• _What needs to be done_: Please state how many lines of the material contain "been", giving nothing but the number.
──────
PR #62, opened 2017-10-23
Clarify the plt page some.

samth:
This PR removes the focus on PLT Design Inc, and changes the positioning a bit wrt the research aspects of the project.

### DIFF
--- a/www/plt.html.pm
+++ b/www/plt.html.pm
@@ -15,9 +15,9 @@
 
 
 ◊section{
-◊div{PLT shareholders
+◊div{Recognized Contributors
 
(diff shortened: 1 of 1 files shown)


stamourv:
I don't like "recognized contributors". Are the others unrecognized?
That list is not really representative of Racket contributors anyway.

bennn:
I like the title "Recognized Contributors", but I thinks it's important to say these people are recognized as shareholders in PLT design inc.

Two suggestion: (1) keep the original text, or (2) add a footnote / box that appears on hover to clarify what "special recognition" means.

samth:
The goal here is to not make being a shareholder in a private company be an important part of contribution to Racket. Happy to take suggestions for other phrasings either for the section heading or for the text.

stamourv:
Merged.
──────
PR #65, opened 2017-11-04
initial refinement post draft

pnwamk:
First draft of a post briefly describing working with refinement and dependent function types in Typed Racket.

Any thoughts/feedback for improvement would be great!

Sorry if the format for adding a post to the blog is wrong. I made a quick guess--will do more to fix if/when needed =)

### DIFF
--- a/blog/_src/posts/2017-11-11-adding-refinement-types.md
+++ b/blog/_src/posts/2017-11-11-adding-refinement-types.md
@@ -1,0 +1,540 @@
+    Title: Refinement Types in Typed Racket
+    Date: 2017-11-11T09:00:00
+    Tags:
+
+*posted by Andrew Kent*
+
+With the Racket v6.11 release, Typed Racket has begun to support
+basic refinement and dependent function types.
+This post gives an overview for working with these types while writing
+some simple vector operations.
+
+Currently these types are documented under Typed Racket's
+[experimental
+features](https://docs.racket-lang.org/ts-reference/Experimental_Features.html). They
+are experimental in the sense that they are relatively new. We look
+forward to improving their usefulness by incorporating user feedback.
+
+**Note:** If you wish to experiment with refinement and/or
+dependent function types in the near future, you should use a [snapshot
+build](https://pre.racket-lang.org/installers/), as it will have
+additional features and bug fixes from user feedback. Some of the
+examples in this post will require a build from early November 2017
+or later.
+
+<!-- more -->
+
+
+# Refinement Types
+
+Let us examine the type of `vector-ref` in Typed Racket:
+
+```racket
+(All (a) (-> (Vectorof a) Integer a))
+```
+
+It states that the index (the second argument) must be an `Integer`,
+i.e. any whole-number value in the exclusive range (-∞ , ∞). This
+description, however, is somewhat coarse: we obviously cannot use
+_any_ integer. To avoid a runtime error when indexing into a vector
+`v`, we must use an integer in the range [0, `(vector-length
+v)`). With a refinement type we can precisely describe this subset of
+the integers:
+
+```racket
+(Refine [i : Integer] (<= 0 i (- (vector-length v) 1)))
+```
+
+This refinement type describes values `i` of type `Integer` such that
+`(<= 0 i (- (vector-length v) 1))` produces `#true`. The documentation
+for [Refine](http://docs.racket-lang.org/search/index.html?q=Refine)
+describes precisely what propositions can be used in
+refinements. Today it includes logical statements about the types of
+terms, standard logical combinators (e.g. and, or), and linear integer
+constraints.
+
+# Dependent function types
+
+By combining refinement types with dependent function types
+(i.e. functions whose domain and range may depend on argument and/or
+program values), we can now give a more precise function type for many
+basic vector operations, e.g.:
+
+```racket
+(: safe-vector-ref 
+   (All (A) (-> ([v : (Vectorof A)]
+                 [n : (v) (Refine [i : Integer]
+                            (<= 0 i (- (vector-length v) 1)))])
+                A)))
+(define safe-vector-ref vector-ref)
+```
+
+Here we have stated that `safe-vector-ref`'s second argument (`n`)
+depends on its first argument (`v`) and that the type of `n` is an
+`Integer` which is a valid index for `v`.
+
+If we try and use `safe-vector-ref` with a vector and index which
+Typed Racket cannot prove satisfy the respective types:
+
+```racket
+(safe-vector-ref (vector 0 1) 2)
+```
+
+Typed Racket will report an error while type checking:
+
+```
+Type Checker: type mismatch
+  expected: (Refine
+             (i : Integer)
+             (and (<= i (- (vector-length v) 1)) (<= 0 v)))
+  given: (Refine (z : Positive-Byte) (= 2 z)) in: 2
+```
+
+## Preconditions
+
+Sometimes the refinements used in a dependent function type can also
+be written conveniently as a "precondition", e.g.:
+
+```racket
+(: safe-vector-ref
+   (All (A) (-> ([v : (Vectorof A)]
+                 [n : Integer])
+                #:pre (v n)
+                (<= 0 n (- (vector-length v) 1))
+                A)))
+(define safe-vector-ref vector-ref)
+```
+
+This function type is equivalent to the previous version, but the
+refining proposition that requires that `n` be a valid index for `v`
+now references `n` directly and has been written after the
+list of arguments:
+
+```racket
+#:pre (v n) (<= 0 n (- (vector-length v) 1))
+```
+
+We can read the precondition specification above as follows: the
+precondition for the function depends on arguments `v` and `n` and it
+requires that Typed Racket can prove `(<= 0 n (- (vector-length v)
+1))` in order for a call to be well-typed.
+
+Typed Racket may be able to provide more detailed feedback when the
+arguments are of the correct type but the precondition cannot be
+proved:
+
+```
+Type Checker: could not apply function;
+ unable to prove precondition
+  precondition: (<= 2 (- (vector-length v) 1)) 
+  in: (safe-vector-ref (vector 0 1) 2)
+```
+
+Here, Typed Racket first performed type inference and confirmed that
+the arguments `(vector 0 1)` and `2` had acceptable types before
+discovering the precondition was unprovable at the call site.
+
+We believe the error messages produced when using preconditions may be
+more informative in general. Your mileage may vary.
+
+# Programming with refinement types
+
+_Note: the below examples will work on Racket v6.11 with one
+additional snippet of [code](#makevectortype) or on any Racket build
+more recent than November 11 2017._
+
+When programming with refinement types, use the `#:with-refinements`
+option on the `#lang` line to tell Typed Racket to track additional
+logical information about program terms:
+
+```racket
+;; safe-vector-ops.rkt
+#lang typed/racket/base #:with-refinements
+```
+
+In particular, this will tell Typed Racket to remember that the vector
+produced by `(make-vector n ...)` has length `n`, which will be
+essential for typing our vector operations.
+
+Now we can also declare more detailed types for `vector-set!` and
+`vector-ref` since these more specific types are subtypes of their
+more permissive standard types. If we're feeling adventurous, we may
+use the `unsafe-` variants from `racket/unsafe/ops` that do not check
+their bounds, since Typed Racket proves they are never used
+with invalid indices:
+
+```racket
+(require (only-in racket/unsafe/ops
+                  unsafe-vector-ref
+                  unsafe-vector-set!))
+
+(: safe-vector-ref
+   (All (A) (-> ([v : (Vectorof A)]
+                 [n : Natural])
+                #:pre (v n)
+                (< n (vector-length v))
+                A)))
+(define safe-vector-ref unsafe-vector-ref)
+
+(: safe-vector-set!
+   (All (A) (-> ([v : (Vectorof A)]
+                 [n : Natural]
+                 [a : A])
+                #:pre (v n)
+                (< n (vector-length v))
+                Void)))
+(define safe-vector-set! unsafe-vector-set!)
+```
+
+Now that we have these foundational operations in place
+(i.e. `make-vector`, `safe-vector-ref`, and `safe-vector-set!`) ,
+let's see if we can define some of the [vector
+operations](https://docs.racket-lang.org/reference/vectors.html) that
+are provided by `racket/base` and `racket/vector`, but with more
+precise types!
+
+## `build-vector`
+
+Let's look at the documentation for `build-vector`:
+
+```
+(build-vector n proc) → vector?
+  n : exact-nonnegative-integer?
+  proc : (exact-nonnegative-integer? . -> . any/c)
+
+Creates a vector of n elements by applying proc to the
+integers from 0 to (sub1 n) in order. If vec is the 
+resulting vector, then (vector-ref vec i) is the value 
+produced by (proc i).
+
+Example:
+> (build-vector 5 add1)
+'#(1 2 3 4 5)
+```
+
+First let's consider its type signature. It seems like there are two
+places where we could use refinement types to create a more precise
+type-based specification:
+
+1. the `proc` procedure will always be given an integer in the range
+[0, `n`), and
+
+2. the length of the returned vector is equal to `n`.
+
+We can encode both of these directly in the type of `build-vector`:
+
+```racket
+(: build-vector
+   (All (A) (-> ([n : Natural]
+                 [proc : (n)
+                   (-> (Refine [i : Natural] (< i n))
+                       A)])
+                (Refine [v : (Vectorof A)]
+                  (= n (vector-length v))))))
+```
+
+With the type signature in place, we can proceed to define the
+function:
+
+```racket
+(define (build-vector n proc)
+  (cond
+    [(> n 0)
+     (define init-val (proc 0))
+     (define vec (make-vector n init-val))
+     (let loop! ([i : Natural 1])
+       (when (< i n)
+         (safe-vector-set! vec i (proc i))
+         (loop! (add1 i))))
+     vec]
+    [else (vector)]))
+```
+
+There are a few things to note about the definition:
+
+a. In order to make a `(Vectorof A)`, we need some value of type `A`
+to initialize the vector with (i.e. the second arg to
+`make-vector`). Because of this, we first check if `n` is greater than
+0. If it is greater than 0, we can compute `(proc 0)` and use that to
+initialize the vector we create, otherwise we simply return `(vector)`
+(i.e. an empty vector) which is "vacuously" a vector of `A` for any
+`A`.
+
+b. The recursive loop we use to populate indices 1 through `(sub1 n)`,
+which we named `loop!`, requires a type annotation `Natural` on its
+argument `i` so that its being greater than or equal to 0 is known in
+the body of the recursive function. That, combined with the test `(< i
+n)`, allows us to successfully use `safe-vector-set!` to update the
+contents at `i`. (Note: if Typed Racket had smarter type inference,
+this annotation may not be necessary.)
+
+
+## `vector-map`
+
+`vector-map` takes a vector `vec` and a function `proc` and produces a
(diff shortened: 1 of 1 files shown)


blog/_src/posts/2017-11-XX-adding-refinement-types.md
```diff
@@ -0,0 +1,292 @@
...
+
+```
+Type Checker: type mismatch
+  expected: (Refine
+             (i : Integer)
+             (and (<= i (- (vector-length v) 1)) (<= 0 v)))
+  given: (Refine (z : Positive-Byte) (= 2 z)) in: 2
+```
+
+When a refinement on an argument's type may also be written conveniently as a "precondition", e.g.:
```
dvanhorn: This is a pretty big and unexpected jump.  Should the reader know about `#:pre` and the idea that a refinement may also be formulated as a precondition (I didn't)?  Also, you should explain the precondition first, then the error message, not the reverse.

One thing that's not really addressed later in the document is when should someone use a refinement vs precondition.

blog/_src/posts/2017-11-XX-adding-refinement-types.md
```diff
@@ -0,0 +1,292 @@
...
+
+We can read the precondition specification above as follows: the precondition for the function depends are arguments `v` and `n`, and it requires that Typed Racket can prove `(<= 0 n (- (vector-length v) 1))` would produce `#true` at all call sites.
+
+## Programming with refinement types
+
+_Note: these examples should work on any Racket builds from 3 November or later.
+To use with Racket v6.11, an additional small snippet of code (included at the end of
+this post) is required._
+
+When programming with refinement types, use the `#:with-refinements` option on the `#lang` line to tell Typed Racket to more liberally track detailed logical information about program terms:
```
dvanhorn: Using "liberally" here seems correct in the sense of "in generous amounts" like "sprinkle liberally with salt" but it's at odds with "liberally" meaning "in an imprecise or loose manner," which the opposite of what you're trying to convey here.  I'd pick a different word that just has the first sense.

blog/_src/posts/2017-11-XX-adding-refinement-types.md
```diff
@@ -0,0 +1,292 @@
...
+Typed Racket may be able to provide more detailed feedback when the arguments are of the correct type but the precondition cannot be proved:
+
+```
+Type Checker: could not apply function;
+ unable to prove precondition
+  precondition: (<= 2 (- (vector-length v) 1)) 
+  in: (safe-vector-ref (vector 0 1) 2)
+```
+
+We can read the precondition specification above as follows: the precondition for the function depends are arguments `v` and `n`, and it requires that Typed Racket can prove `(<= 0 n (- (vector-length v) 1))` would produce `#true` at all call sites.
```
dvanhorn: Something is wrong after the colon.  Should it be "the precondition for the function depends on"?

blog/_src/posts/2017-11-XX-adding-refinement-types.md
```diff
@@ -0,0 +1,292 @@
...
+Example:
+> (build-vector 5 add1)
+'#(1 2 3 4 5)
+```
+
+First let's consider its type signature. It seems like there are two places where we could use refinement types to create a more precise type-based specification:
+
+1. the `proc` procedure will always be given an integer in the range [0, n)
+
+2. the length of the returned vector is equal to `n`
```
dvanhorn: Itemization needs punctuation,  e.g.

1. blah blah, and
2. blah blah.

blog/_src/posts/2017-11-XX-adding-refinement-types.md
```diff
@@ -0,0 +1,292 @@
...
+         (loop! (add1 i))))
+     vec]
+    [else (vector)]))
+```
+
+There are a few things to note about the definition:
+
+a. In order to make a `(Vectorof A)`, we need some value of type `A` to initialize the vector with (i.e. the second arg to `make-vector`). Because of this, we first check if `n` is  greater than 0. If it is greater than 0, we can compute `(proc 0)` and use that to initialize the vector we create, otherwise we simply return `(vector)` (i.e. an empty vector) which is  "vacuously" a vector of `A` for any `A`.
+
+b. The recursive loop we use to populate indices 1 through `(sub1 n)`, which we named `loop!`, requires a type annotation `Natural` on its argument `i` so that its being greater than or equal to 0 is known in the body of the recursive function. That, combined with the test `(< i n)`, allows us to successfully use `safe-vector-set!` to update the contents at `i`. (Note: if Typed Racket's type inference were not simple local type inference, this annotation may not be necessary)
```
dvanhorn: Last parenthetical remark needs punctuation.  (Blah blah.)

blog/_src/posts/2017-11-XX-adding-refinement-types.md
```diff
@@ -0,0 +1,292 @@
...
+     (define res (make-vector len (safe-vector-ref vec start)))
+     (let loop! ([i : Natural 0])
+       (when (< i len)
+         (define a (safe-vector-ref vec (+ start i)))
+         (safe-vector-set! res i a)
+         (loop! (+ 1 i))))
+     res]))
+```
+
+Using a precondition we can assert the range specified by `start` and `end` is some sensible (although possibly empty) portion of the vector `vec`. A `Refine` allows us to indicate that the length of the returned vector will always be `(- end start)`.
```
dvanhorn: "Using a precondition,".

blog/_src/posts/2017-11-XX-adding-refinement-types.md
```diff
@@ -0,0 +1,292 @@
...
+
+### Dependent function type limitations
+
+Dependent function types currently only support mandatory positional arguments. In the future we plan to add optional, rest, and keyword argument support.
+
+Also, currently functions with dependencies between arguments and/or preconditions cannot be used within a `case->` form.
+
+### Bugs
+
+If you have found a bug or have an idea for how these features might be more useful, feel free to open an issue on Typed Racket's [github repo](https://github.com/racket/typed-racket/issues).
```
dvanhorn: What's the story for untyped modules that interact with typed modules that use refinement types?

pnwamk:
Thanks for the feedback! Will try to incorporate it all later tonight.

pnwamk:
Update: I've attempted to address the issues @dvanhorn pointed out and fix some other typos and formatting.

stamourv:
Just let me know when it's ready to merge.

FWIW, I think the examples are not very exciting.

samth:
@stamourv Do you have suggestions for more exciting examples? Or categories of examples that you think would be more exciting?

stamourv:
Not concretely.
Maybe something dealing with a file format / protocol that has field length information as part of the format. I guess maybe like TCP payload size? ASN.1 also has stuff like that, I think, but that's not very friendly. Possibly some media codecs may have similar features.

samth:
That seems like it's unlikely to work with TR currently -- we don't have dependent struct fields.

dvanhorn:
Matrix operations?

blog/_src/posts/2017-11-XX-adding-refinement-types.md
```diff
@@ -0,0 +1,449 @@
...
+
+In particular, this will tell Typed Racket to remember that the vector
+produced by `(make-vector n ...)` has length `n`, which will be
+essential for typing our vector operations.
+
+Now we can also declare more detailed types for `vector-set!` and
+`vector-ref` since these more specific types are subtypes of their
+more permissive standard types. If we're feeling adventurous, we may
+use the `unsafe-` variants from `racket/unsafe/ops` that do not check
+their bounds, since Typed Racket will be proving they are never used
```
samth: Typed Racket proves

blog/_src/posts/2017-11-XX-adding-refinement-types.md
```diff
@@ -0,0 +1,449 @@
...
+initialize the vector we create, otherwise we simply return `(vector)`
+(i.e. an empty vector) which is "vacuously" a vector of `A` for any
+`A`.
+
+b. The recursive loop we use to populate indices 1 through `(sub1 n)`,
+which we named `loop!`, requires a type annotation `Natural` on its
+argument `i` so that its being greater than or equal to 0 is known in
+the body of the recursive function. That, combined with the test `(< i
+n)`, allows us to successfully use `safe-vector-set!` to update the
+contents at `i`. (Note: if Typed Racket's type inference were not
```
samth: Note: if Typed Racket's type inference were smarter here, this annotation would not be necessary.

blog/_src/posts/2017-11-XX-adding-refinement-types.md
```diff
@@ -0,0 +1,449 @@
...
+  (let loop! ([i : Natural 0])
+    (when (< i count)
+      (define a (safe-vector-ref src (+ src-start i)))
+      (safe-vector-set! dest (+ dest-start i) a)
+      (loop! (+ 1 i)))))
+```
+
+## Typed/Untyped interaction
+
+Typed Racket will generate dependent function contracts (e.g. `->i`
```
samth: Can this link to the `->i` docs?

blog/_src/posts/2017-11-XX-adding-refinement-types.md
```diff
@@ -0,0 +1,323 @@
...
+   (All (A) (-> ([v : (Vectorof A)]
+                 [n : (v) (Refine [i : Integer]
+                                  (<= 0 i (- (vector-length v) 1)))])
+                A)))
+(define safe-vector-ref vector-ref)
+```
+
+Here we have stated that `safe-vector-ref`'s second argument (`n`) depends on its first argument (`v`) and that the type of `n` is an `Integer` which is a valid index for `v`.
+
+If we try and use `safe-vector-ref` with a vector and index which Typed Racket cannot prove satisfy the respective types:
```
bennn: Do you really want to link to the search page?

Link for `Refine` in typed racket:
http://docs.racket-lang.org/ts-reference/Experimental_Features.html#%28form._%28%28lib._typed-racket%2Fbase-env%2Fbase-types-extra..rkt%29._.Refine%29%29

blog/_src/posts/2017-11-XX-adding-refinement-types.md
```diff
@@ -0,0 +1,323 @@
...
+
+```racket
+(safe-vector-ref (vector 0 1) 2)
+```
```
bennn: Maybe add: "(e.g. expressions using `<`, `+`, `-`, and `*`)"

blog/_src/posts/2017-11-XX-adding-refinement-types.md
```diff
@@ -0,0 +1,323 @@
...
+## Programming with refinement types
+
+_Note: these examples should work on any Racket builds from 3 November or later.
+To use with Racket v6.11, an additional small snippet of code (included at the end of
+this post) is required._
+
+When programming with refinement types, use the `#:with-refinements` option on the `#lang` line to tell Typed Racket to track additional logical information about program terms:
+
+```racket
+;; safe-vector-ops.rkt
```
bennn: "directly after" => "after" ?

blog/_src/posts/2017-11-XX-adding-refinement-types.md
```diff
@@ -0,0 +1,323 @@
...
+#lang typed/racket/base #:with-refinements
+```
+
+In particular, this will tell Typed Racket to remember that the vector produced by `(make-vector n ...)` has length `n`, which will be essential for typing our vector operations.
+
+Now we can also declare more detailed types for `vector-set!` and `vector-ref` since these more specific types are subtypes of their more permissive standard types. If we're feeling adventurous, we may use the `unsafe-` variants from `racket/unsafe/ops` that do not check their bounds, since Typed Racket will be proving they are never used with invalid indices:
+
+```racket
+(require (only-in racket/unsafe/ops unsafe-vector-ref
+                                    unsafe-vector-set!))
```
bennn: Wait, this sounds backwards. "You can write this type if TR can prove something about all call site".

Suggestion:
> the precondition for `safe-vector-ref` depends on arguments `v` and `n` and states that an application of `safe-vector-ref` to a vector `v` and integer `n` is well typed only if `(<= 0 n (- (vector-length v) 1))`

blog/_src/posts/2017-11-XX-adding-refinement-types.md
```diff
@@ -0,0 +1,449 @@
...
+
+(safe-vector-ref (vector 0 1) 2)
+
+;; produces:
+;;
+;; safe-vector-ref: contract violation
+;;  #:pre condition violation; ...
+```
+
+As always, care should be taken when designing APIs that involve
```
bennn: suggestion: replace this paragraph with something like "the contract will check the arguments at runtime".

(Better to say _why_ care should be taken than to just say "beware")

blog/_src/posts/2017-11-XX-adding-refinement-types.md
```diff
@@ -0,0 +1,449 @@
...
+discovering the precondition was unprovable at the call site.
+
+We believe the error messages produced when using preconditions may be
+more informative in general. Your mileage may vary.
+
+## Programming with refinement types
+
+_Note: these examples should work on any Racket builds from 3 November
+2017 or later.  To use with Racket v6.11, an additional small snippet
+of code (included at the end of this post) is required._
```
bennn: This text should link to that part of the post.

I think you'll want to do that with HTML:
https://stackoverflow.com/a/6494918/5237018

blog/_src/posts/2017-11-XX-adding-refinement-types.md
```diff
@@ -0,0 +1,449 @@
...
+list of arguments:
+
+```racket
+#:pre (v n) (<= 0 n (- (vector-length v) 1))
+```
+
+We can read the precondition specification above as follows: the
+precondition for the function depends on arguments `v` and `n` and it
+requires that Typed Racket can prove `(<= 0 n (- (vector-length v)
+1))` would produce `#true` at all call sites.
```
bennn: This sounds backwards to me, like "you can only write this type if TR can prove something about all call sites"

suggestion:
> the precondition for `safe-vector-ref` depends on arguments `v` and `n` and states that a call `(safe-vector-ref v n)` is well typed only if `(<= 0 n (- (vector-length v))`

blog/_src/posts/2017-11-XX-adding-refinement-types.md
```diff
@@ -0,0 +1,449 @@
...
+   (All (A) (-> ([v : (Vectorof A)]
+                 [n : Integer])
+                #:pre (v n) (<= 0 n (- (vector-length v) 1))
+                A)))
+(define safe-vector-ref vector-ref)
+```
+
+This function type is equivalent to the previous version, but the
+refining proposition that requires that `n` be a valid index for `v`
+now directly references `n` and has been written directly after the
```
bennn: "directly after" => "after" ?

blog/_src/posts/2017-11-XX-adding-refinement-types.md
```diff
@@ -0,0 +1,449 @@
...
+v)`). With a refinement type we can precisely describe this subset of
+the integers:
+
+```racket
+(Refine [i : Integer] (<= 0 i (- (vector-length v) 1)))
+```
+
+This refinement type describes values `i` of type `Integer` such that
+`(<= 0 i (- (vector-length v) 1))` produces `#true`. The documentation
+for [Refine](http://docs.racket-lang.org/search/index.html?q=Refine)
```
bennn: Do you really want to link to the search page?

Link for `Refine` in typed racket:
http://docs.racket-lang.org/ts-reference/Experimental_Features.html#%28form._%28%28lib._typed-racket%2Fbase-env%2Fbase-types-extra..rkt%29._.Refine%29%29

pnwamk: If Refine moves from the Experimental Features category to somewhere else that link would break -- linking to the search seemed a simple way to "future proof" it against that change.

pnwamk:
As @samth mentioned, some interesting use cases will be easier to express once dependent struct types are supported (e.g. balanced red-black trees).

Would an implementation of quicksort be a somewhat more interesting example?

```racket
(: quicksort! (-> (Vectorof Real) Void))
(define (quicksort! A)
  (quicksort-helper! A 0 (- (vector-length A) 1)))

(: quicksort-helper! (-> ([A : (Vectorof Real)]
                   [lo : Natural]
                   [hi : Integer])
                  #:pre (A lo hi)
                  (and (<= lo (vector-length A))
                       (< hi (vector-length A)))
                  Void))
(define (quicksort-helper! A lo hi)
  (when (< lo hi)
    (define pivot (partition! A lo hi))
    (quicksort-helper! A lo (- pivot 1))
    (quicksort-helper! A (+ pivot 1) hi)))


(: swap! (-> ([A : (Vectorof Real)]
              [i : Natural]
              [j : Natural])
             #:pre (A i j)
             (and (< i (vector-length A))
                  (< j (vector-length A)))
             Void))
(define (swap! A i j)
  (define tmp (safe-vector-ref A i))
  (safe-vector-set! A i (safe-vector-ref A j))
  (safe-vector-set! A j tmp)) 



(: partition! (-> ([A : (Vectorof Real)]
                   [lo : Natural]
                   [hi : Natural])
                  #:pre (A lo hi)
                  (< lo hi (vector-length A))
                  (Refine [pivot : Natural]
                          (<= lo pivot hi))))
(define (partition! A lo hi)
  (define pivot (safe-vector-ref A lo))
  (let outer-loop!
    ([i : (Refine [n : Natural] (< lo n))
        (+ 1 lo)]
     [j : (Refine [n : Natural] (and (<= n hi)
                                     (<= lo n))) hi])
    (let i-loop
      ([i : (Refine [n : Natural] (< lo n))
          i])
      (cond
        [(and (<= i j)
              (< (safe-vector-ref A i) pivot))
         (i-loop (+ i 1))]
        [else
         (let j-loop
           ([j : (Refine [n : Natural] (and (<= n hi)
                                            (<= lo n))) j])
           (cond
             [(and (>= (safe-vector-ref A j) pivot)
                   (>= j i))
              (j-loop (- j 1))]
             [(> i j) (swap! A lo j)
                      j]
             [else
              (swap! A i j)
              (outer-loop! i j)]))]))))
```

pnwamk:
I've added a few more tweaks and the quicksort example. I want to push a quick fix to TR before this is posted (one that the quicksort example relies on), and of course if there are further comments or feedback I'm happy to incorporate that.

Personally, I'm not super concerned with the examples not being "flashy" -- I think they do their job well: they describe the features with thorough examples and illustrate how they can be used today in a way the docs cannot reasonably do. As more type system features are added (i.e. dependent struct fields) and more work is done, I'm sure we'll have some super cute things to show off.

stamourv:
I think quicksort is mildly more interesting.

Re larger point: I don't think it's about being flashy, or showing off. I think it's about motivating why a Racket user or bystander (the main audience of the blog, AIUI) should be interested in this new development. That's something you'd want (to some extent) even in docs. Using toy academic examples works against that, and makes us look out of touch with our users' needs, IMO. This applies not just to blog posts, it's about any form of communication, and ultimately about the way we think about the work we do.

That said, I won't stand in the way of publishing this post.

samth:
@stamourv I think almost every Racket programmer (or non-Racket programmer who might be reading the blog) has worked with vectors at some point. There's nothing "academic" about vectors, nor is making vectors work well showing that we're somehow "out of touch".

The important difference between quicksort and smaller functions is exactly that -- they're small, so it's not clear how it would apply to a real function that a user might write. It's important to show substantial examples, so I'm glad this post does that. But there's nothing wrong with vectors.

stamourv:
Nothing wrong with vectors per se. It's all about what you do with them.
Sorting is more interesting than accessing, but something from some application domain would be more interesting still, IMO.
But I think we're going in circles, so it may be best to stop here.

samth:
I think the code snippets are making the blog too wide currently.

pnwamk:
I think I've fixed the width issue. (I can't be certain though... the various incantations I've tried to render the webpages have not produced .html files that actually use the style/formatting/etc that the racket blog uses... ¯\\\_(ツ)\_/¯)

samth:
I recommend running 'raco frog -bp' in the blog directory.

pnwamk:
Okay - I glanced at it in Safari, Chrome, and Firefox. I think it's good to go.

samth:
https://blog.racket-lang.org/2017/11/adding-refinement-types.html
──────
• _Written answer_: 2